A Multi-Layer K-means Approach for Multi-Sensor Data Pattern Recognition in Multi-Target Localization
Silva, Samuel, Suresh, Rengan, Tao, Feng, Votion, Johnathan, Cao, Yongcan
Multi-target tracking (MTT) is focused on the accurate detection and localization for multiple dynamic targets when measurements from these targets often come from numerous spatially distributed sensors. Obtaining the locations of the targets can be complex when sensors have limited sensing capabilities. Due to the potential applications of MTT, MTT can be dated back to 1960's initially related to aerospace applications [1]. The theoretical advances in MTT, new sensor capabilities, and more computational power have made it possible to apply MTT in numerous applications such as surveillance [2], [3], computer vision [4], [5], network and computer security [6] and sensor network [7]. In general, solving the MTT problem involves three tasks: (i) Extraction - extract target related information from the raw data acquired from the sensors; (ii) Data association - identify each target's corresponding measurements; and, (iii) Estimation - estimate the position of targets via single target tracking techniques (as shown [8]-[10]).
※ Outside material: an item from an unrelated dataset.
PR #64553, opened 2025-05-06
add presubmit e2e-hypershift-conformance-techpreview for Origin

lihongan:
The purpose of the pre-submit to enable techpreview feature gates e2e test on hypershift before promoting to GA and we could catch the issues earlier.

Perhaps the most challenging task is to conduct data association because if data associated with each target is determined, it becomes much easier to conduct estimation for each individual target. In this paper, our focus is also on the data association problem. The main objective of this paper is to investigate the applicability of machine learning algorithms for the data association problem and then develop a new multi-layer learning algorithm by leveraging the advantages of different machine learning algorithms.
May-30-2017
- Country:
- North America > United States > Texas > Bexar County > San Antonio (0.14)
- Genre:
- Research Report (0.40)
- Industry:
- Aerospace & Defense (0.54)
- Government (0.46)
- Information Technology > Security & Privacy (0.54)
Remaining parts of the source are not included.